To finish off this week, I made a healthier carbonara for my mom for Mother’s Day. Healthy carbonara may seem like an oxymoron, but in reality it is possible.
I found a recipe online, and mostly followed it to a T, but I did add my own finishing touches.
I began by boiling water for the pasta. Usually I would use whole wheat pasta from my local, family-run pasta store, but my mom prefers normal pasta. Because it was Mother’s day, I felt like it was important to make it with her in mind.
While the water was boiling, I began to cook the bacon. Both my mom and I both really like crispy bacon, so I made sure to cook it a little longer than the package stated. I also added some onions into the skillet with the bacon, just to add some extra crunch. Then I boiled the frozen peas. While the pasta was cooking, I combined the 2 eggs and parmesan cheese.
I added the peas to the bacon and onion skillet. Once the pasta was finished, I drained the pasta and then added it into the large saucepan with the bacon, onions, and peas. Then I simply added the egg/parmesan combination and mixed it around, so the pasta was covered thoroughly.
Lastly, I added a bit of chives and some pepper.
The final product was delicious, and even my mom who is often a harsh critic said that I should save this recipe for future use.
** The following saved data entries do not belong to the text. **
PR #6763, opened 2026-06-01
fix(l1): only warn for genuinely pre-merge genesis

edg-l:
## What

The genesis loader logs `Invalid fork, only post-merge networks are supported.` for normal post-merge networks (e.g. mainnet-fork snapshots), so the warning fires on exactly the networks it's meant to accept.

## Why

The old check warned whenever *all* of `terminal_total_difficulty != 0`, `merge_netsplit_block != 0`, `shanghai_time != 0`, `cancun_time != 0`, `prague_time != 0` held — i.e. whenever the post-merge forks were scheduled at real (non-zero) timestamps. That's true for any mainnet-style genesis, so it false-fires. The rejection it guards (`return Err(InvalidFork)`) is already commented out, so it only logs noise.

## Change

Warn only for a genuinely pre-merge PoW genesis: no merge configured (`terminalTotalDifficulty` / `mergeNetsplitBlock` both unset) **and** non-zero genesis difficulty.

- mainnet-style (TTD set) → no warning
- post-merge devnet (difficulty 0) → no warning
- bare PoW genesis (no merge config, difficulty > 0, e.g. the Hive minimal file) → still warns

Extracted into `is_unsupported_pow_genesis` with a unit test covering all four cases.

Draft: opening for discussion on whether the warning should stay (advisory) or the dead `InvalidFork` path be removed entirely.


crates/common/types/genesis.rs
```diff
@@ -100,6 +92,19 @@ impl TryFrom<&Path> for Genesis {
...
 }
 
+/// Returns true for a genesis that describes a pre-merge PoW chain with no
+/// merge configured. A real post-merge genesis either configures the merge
+/// (terminal total difficulty or merge-netsplit block) or starts post-merge
+/// (genesis difficulty 0). The previous heuristic warned whenever the
+/// post-merge forks were scheduled at non-zero timestamps, which false-fired
+/// on every mainnet-style genesis.
+fn is_unsupported_pow_genesis(genesis: &Genesis) -> bool {
+    let merge_configured = genesis.config.terminal_total_difficulty.is_some()
```
ElFantasma, line 106: `terminal_total_difficulty.is_some()` treats `Some(0)` as "merge configured" — which is correct, because `TTD = 0` is the in-code sentinel for "PoS active from genesis" used elsewhere in this codebase (see the discussion on #6762 about the same field). But that's a load-bearing convention that isn't obvious from this function's name or doc.

Worth a one-line addition to the doc block:
```rust
/// Note: `terminal_total_difficulty = Some(0)` is the sentinel for "PoS active
/// from genesis" and counts as merge-configured here.
```
Keeps the next reader from re-deriving why `Some(0)` doesn't trigger the warning. Non-blocking.

crates/common/types/genesis.rs
```diff
@@ -75,18 +75,10 @@ impl TryFrom<&Path> for Genesis {
         let genesis_reader = BufReader::new(genesis_file);
         let genesis: Genesis = serde_json::from_reader(genesis_reader)?;
 
-        // Try to derive if the genesis file is PoS
-        // Different genesis files have different configurations
+        // ethrex only supports post-merge (PoS) networks.
         // TODO: Remove once we have a way to run PoW chains, i.e Snap Sync
```
ElFantasma: Now that the rejection path is gone (and you tightened the warn to be specific + actionable), the `TODO: Remove once we have a way to run PoW chains, i.e Snap Sync` reads as out of date — Snap Sync isn't what's blocking PoW support; consensus & block-production are. Cheap cleanup: either drop the TODO entirely, or rephrase to something accurate, e.g.
```rust
// ethrex only supports post-merge (PoS) networks. PoW execution is not
// planned.
```
Non-blocking, but the current TODO sends future readers down the wrong rabbit hole.

ElFantasma (approved):
Just two non-blocking comments

azteca1998 (approved):

ilitteri (approved):

iovoid (approved):

PR #6764, opened 2026-06-01
fix(l1): persist BAL and serve V2 payload bodies from store

edg-l:
## Problem

On `bal-devnet-7`, Lighthouse logged ~15 errors/hr from a single node:

```
WARN Execution engine call failed
  error: ServerMessage { code: -32603, message: "Internal Error: EVM error: DB error: state root missing" }
```

Triggered during `beacon_blocks_by_range` payload reconstruction. The CL calls `engine_getPayloadBodiesByRangeV2`/`ByHashV2`, whose handlers regenerate each block's BAL by re-executing the block against its parent state (`generate_bal_for_block` -> `StoreVmDatabase::new`). A snap-synced node does not hold that historical state, so re-execution fails with `state root missing` and the CL can't serve blocks to peers.

The BAL is already validated at block execution and there is a `block_access_lists` table, but the persistence site only stored `produced_bal`, which is `None` on the Amsterdam header-driven path, so live blocks never got their BAL stored.

## Fix

- Persist the validated BAL at execution: `produced_bal.as_ref().or(bal)`, covering the Amsterdam path where `produced_bal` is `None`.
- Serve V2 payload bodies from the store via a `bal_for_block` helper that reads the persisted BAL first and only falls back to regeneration when absent.

Serving no longer re-executes, so it never depends on historical state.

## Notes

- BAL lifecycle stays coupled to the block body; no pruning added.
- Forward-looking: only blocks executed after this change get a stored BAL. Blocks pulled in purely via the non-final batch full-sync path (never live-executed) still lack a stored BAL; tracked in #6765.

## Test

`cargo test -p ethrex-test --test ethrex_tests block_access_list` passes.

### DIFF
--- a/crates/blockchain/blockchain.rs
+++ b/crates/blockchain/blockchain.rs
@@ -2074,8 +2074,10 @@ impl Blockchain {
                 .store_witness(block_hash, block_number, witness)?;
         };
 
-        // Store the produced BAL (present on Amsterdam+ blocks) so peers can request it
-        if let Some(bal) = &produced_bal {
+        // Store the block's BAL so peers can request it later without re-execution.
+        // On the Amsterdam+ validation path the BAL is supplied via the header and
+        // `produced_bal` is None, so fall back to the validated incoming `bal`.
+        if let Some(bal) = produced_bal.as_ref().or(bal) {
             let block_hash = block.hash();
             if let Err(err) = self.storage.store_block_access_list(block_hash, bal) {
                 warn!("Failed to store block access list for block {block_hash}: {err}");
--- a/crates/blockchain/blockchain.rs
+++ b/crates/blockchain/blockchain.rs
@@ -1982,7 +1982,9 @@ impl Blockchain {
     }
 
     /// Same as [`add_block_pipeline`] but also returns the BAL produced during execution.
-    /// On Amsterdam+ blocks the returned value is `Some(bal)`, otherwise `None`.
+    /// On the Amsterdam+ validation path the BAL comes from the header and drives
+    /// execution rather than being rebuilt, so the returned value is `None`; the
+    /// pre-Amsterdam / streaming paths rebuild and return `Some(bal)`.
     pub fn add_block_pipeline_bal(
         &self,
         block: Block,
--- a/crates/blockchain/blockchain.rs
+++ b/crates/blockchain/blockchain.rs
@@ -690,13 +690,14 @@ impl Blockchain {
                             &chain_config,
                             &execution_result.requests,
                         )?;
-                        // Amsterdam validation path uses the header BAL directly to drive
-                        // execution; it doesn't rebuild a BAL, so produced_bal is None.
+                        // The parallel Amsterdam validation path uses the header BAL directly
+                        // to drive execution; it doesn't rebuild a BAL, so produced_bal is None.
                         // BAL correctness on that path is enforced inside
                         // execute_block_pipeline (header-BAL index/size/withdrawal-index
                         // checks plus unread_storage_reads / unaccessed_pure_accounts).
-                        // Pre-Amsterdam / streaming paths return Some(produced_bal) and
-                        // the hash check below still runs.
+                        // The sequential Amsterdam path rebuilds a BAL and returns
+                        // Some(produced_bal), so the hash check below runs. Pre-Amsterdam
+                        // blocks never record a BAL, so produced_bal is None there too.
                         if let Some(bal) = &produced_bal {
                             validate_block_access_list_hash(
                                 &block.header,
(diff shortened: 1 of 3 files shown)


crates/networking/rpc/engine/payload.rs
```diff
@@ -737,6 +737,25 @@ fn build_payload_body_response(bodies: Vec<Option<BlockBody>>) -> Result<Value,
...
+fn bal_for_block(
+    context: &RpcApiContext,
+    block: &Block,
+) -> Result<Option<BlockAccessList>, RpcErr> {
+    if let Some(bal) = context.storage.get_block_access_list(block.hash())? {
+        return Ok(Some(bal));
+    }
+    context
+        .blockchain
+        .generate_bal_for_block(block)
```
ElFantasma, line 756: Once the fallback regenerates a BAL successfully, the result is sent to the client and dropped — so the next V2 request for the same block triggers `generate_bal_for_block` again, which re-executes the block. For old Amsterdam blocks (pre-PR ones that aren't in the store yet) that's the slow path on every poll.

Cheap optimization: opportunistically persist the regenerated BAL back to the store, e.g.
```rust
let generated = context
    .blockchain
    .generate_bal_for_block(block)
    .map_err(|e| RpcErr::Internal(e.to_string()))?;
if let Some(bal) = &generated {
    let _ = context.storage.store_block_access_list(block.hash(), bal);
}
Ok(generated)
```

One consistency consideration before doing this: the validated-at-execution BAL and the regenerated-from-state BAL should be byte-identical, but if there's ever a determinism bug where they diverge, this write-back masks it. Reasonable counter: by the time we're regenerating, the block has long been accepted, so byte-equality of the stored vs regenerated BAL isn't load-bearing anymore. Probably OK to write back, but worth a 1-line comment justifying.

Non-blocking.

test/tests/rpc/block_access_list_tests.rs
```diff
@@ -94,3 +109,87 @@ async fn eth_get_block_access_list_unknown_hash_returns_null() {
...
+    let got = request.handle(context).await.expect("rpc ok");
+
+    let expected =
+        serde_json::json!([
+            serde_json::to_value(ExecutionPayloadBodyV2::from_body_with_bal(
+                BlockBody::default(),
+                Some(bal)
+            ))
+            .unwrap()
+        ]);
```
ElFantasma, line 193: Both new tests pre-store the BAL, which proves the store-hit path but doesn't exercise the regenerate fallback. The fallback's pre-Amsterdam short-circuit is the bit that prevents re-execution on snap-synced nodes for pre-Amsterdam blocks — worth at least one test that locks that property in.

Minimal shape:
```rust
#[tokio::test]
async fn payload_bodies_v2_pre_amsterdam_returns_none_without_re_execution() {
    let storage = Store::new("temp.db", EngineType::InMemory).unwrap();
    // Block with pre-Amsterdam timestamp; no BAL stored, no state trie either.
    let block = Block {
        header: BlockHeader { number: 1, timestamp: 0, ..Default::default() },
        body: BlockBody::default(),
    };
    storage.add_block(block).await.unwrap();

    let context = default_context_with_storage(storage).await;
    let request = GetPayloadBodiesByHashV2Request { hashes: vec![block_hash] };
    let got = request.handle(context).await.expect("rpc ok");
    // No BAL stored + pre-Amsterdam → fallback returns None without touching state.
    let expected = serde_json::json!([
        serde_json::to_value(ExecutionPayloadBodyV2::from_body_with_bal(BlockBody::default(), None)).unwrap()
    ]);
    assert_eq!(got, expected);
}
```
Locks in the snap-sync-safety property for the pre-Amsterdam case, which is the primary motivation of the PR. Non-blocking.

ElFantasma (approved):
Just two non-blocking comments

azteca1998 (approved):

crates/blockchain/blockchain.rs
```diff
@@ -1982,7 +1982,9 @@ impl Blockchain {
     }
 
     /// Same as [`add_block_pipeline`] but also returns the BAL produced during execution.
-    /// On Amsterdam+ blocks the returned value is `Some(bal)`, otherwise `None`.
+    /// On the Amsterdam+ validation path the BAL comes from the header and drives
+    /// execution rather than being rebuilt, so the returned value is `None`; the
+    /// pre-Amsterdam / streaming paths rebuild and return `Some(bal)`.
```
iovoid: Why would pre-Amsterdam paths compute a BAL?

edg-l: Good catch — they don't. Traced it: `db.take_bal()` only returns `Some` when `is_amsterdam` (BAL recording is gated on `is_amsterdam`), so `produced_bal` is always `None` for pre-Amsterdam blocks, and the incoming `bal` is also `None` since pre-Amsterdam headers carry no BAL. The `.or(bal)` is correct (both operands are `None` → nothing stored), but the comment wording was wrong.

Fixed the comments in aded28c07: the rebuild-vs-header distinction is between the **parallel** Amsterdam path (header BAL drives execution → `produced_bal` is `None`) and the **sequential** Amsterdam path (block production / `--no-bal-parallel-exec` → rebuilds, returns `Some`), not Amsterdam vs pre-Amsterdam. Pre-Amsterdam never records a BAL.

iovoid (approved):

PR #6767, opened 2026-06-01
fix(l1): reject getPayloadV5 after Amsterdam

emirongrr:
**Motivation**

`engine_getPayloadV5` is a previous-fork Osaka Engine API method. According to the Amsterdam Engine API specification, previous-fork Osaka methods must reject Amsterdam-active payload timestamps.

Spec reference: [`amsterdam.md`](https://github.com/ethereum/execution-apis/blob/main/src/engine/amsterdam.md#update-the-methods-of-previous-forks)

For `engine_newPayloadV4`, `engine_getPayloadV5`, and `engine_forkchoiceUpdatedV3`, client software must return `-38005: Unsupported fork` if the payload timestamp is greater than or equal to the Amsterdam activation timestamp.

Before this change, Ethrex only checked that the built payload timestamp was Osaka-active. Since Amsterdam is after Osaka, Amsterdam payloads also satisfy `is_osaka_activated(...)`, allowing `engine_getPayloadV5` to accept a payload that should be served through the Amsterdam method version instead.

**Description**

This PR tightens the fork boundary for `engine_getPayloadV5`.

The validation now rejects payloads whose timestamp is either:

- before Osaka activation
- greater than or equal to Amsterdam activation

This makes `engine_getPayloadV5` valid only for the Osaka payload timeframe:

This follows the same Amsterdam previous-fork boundary rule addressed in [`lambdaclass/ethrex#6761`](https://github.com/lambdaclass/ethrex/pull/6761), which made `engine_forkchoiceUpdatedV3` reject Amsterdam-active payload attributes. This PR applies the same spec requirement to `engine_getPayloadV5`.

```text
Osaka <= timestamp < Amsterdam
```

Related #6874


crates/networking/rpc/engine/payload.rs
```diff
@@ -580,14 +580,16 @@ impl RpcHandler for GetPayloadV5Request {
         let payload_bundle = get_payload(self.payload_id, &context).await?;
         let chain_config = &context.storage.get_chain_config();
 
-        if !chain_config.is_osaka_activated(payload_bundle.block.header.timestamp) {
+        if !chain_config.is_osaka_activated(payload_bundle.block.header.timestamp)
+            || chain_config.is_amsterdam_activated(payload_bundle.block.header.timestamp)
```
ElFantasma, line 619: Same test-coverage observation I left on #6761 applies here — V5 now has a new fork boundary that no existing test asserts. The cheapest shape is to mirror whatever pattern #6761 lands with (it has the same `RpcApiContext`-fixture issue as the FCUv3 case). Worth at least one test pinning that an Amsterdam-active payload timestamp returns `RpcErr::UnsupportedFork`. Non-blocking, but the three-way Amsterdam previous-fork guard now lives in three places — without tests, a future refactor can quietly drop one and reintroduce the original silent-accept bug.

ElFantasma (approved):

azteca1998 (approved):

ilitteri (approved):

emirongrr:
Hi @edg-l or @iovoid  , could you please review this PR when you have time?

edg-l:
Thanks for these, the fork-boundary logic is correct and matches the Amsterdam spec exactly (-38005 when timestamp >= amsterdam_time).

One request before merge: in this repo we keep RPC tests under the test/ root rather than in inline #[cfg(test)] modules. There's already test/tests/rpc/fork_choice_tests.rs (and the rpc test module) that drives the engine handlers through the public RpcHandler::handle path — that's where these new cases belong.

emirongrr:
> Thanks for these, the fork-boundary logic is correct and matches the Amsterdam spec exactly (-38005 when timestamp >= amsterdam_time).
> 
> One request before merge: in this repo we keep RPC tests under the test/ root rather than in inline #[cfg(test)] modules. There's already test/tests/rpc/fork_choice_tests.rs (and the rpc test module) that drives the engine handlers through the public RpcHandler::handle path — that's where these new cases belong.

Thanks for the review.  the new cases are now under `test/tests/rpc/fork_choice_tests.rs`

edg-l (approved):

PR #6771, opened 2026-06-02
fix(l1): accept 128 getBlobs hashes

emirongrr:
**Motivation**

`engine_getBlobsV1` requires execution clients to support request sizes of at least 128 blob versioned hashes.

Spec reference: [`engine_getBlobsV1`](https://github.com/ethereum/execution-apis/blob/main/src/engine/cancun.md#engine_getblobsv1)

Before this change, Ethrex returned `-38004: Too large request` when the request length was exactly `128` because the boundary check used `>= GET_BLOBS_V1_REQUEST_MAX_SIZE`. That rejects a size the spec says clients must support.

Reference clients use the expected upper-bound behavior:

- Reth rejects only requests greater than the limit: [`engine_api.rs`](https://github.com/paradigmxyz/reth/blob/8b07219eb87163b58763a712a422aa66c5a59486/crates/rpc/rpc-engine-api/src/engine_api.rs#L943)
- Geth also treats the limit as a supported maximum rather than rejecting exactly `128`: [`api.go`](https://github.com/ethereum/go-ethereum/blob/fdf99d9883c71036518fc4a243f3620539f8150b/eth/catalyst/api.go#L574)

**Description**

This PR fixes the getBlobs request-size boundary.

The validation now rejects requests only when the number of requested blob versioned hashes is greater than `GET_BLOBS_V1_REQUEST_MAX_SIZE`, allowing exactly `128` hashes as required by the Engine API spec.

The same boundary fix is applied to:

- `engine_getBlobsV1`
- the shared `engine_getBlobsV2` / `engine_getBlobsV3` helper path

Regression coverage was added for both paths:

- `blobs_v1_accepts_max_hashes`
- `blobs_v3_accepts_max_hashes`

One small naming cleanup may be worth discussing in a follow-up or in this PR: `GET_BLOBS_V1_REQUEST_MAX_SIZE` is currently used by V1, V2, and V3. Since the limit is shared across getBlobs versions, a version-neutral name such as `MAX_BLOB_LIMIT` or `MAX_GET_BLOBS_REQUEST_SIZE` may describe the intent more clearly.


crates/networking/rpc/engine/blobs.rs
```diff
@@ -64,7 +64,7 @@ impl RpcHandler for BlobsV1Request {
     async fn handle(&self, context: RpcApiContext) -> Result<Value, RpcErr> {
         debug!("Received new engine request: Requested Blobs");
 
-        if self.blob_versioned_hashes.len() >= GET_BLOBS_V1_REQUEST_MAX_SIZE {
+        if self.blob_versioned_hashes.len() > GET_BLOBS_V1_REQUEST_MAX_SIZE {
```
ElFantasma, line 87: If you'd rather not rename `GET_BLOBS_V1_REQUEST_MAX_SIZE` in this PR (keeping the change purely behavioral), the minimum-friction option is a doc comment at the constant's declaration (line 16):
```rust
/// Maximum number of blob versioned hashes accepted by `engine_getBlobsV{1,2,3}`.
/// Per the Engine API spec, clients must support at least 128. Despite the
/// V1 in the name, V2 and V3 share this limit (see `get_blobs_and_proof`).
const GET_BLOBS_V1_REQUEST_MAX_SIZE: usize = 128;
```
Keeps the constant's reach honest until a rename PR lands.

ElFantasma (approved):

azteca1998 (approved):

ilitteri (approved):

emirongrr:
Closing as superseded by #6800(https://github.com/lambdaclass/ethrex/pull/6800), which was merged with an equivalent fix for this issue. Thanks for the review. @ilitteri @ElFantasma

Issue #796, opened 2024-10-09
Investigate when transactions should be removed from the mempool


fmoletta:

fmoletta:
Closed in favour of #797

PR #6773, opened 2026-06-02
feat(l1): implement FCUv4 targetGasLimit (execution-apis#796)

edg-l:
Adds `target_gas_limit: u64` to `PayloadAttributesV4` in `types/fork_choice.rs`. `build_payload_v4` in `engine/fork_choice.rs` uses the CL-supplied value as `BuildPayloadArgs.gas_ceil`; the EIP-1559 1/1024 envelope in `calc_gas_limit` still clamps it relative to the parent.

Per [execution-apis#796](https://github.com/ethereum/execution-apis/pull/796) the field is **required**. `parse_v4` rejects a present-but-malformed V4 attributes object (e.g. one missing `targetGasLimit`) with `InvalidPayloadAttributes` rather than silently dropping it; an absent/null attributes parameter still yields no attributes (a plain forkchoice update). There is no `--builder.gas-limit` fallback: an Amsterdam CL that omits `targetGasLimit` is non-compliant and is rejected, keeping the EL aligned with #796 for upcoming devnets.

Also fixes a latent `BuildPayloadArgs::id()` collision: `slot_number` was not hashed and `gas_ceil` is now caller-supplied, so two FCUv4 calls differing only in `targetGasLimit` or `slotNumber` would produce the same `payload_id`. Both fields are now part of the Keccak input.

Tests cover: `PayloadAttributesV4` serde (present parses; absent and explicit `null` are rejected); FCUv4 e2e accepts a present `targetGasLimit`, rejects an absent one with `InvalidPayloadAttributes`, and still rejects pre-Amsterdam timestamps; `BuildPayloadArgs::id()` distinguishes `gas_ceil` and `slot_number`; `calc_gas_limit` step-up, step-down, and clamp. First commit cherry-picked from ilitteri.


azteca1998 (dismissed):

crates/blockchain/payload.rs
```diff
@@ -117,6 +117,18 @@ impl BuildPayloadArgs {
...
+        // gas_ceil so two FCUv4 calls that differ only in CL-supplied
+        // targetGasLimit (or in slot_number) do not collide on payload_id.
+        // Scoped to V4: for V1/V2/V3 gas_ceil is always the static
+        // --builder.gas-limit (no collision to disambiguate), so hashing it
+        // there would change those IDs without fixing anything.
+        if let Some(slot_number) = self.slot_number {
+            hasher.update(slot_number.to_be_bytes());
+        }
+        if self.version >= 4 {
+            hasher.update(self.gas_ceil.to_be_bytes());
```
ElFantasma, line 130: Asymmetry worth pinning down: `gas_ceil` hashing is explicitly gated on `self.version >= 4`, but `slot_number` hashing is gated implicitly via `if let Some(slot_number)`. Today the two are equivalent because every V1-V3 construction site in `fork_choice.rs` sets `slot_number: None` (verified at line 461) — only the V4 path passes `Some(attributes.slot_number)` (line 563). So V1-V3 payload IDs are unchanged in practice.

But the contract is a soft invariant. If a future V5/V6/V7 path keeps setting `slot_number: Some(_)` (which is correct) AND someone adds slot to a V3 fork-choice call site by mistake (e.g. via a helper that defaults it), the V3 ID would silently start including the slot in the hash, breaking ID stability for any caller cached against the old IDs.

Two cheap lock-ins:
1. Symmetric explicit gate: `if self.version >= 4 && let Some(slot_number) = self.slot_number { ... }` so both V4+-only inputs are gated the same way and the version is the single source of truth.
2. Or add a regression test that V1-V3 IDs stay stable when `slot_number` is None (your existing `payload_id_stable_when_inputs_match` uses version=4; a parallel one for version=3 with slot_number=None would lock it in).

(1) is one extra `&&`; (2) is ~10 lines of test. Either works. Non-blocking — current code is correct.

ElFantasma (approved):
Just one non-blocking observation

ilitteri (approved):

iovoid (approved):

PR #6915, opened 2026-06-26
fix(levm): preserve balance in EIP-8246 selfdestruct block access list

ilitteri:
**Motivation**

Under EIP-8246 (Amsterdam) `SELFDESTRUCT` no longer burns ETH, so a contract created and self-destructed in the same transaction keeps its balance while its nonce, code and storage are cleared. `delete_self_destruct_accounts` already preserved the balance in state, but the BAL recorder's `track_selfdestruct` still collapsed the account's balance changes to 0 (pre-EIP-6780 burn semantics), producing an EIP-7928 block access list whose hash did not match the expected commitment.

**Description**

Make `track_selfdestruct` fork-aware: when the balance is preserved (Amsterdam+), keep the recorded balance changes and only drop the now-net-zero nonce/code/storage changes; pre-Amsterdam keeps the burn/collapse behaviour.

We had so much that we had some for dinner tonight also.
Health: B-. It’s still not that healthy, but it does avoid the heavy creams that are often in carbonara. It’s healthier, but still not really healthy.
Taste: A+. This is probably my favorite dish of the week.
Cost: A-. Bacon is a bit expensive, but everything else was pretty affordable.
Overall: B+. It is extremely tasty, but this is probably not something I should be eating every week.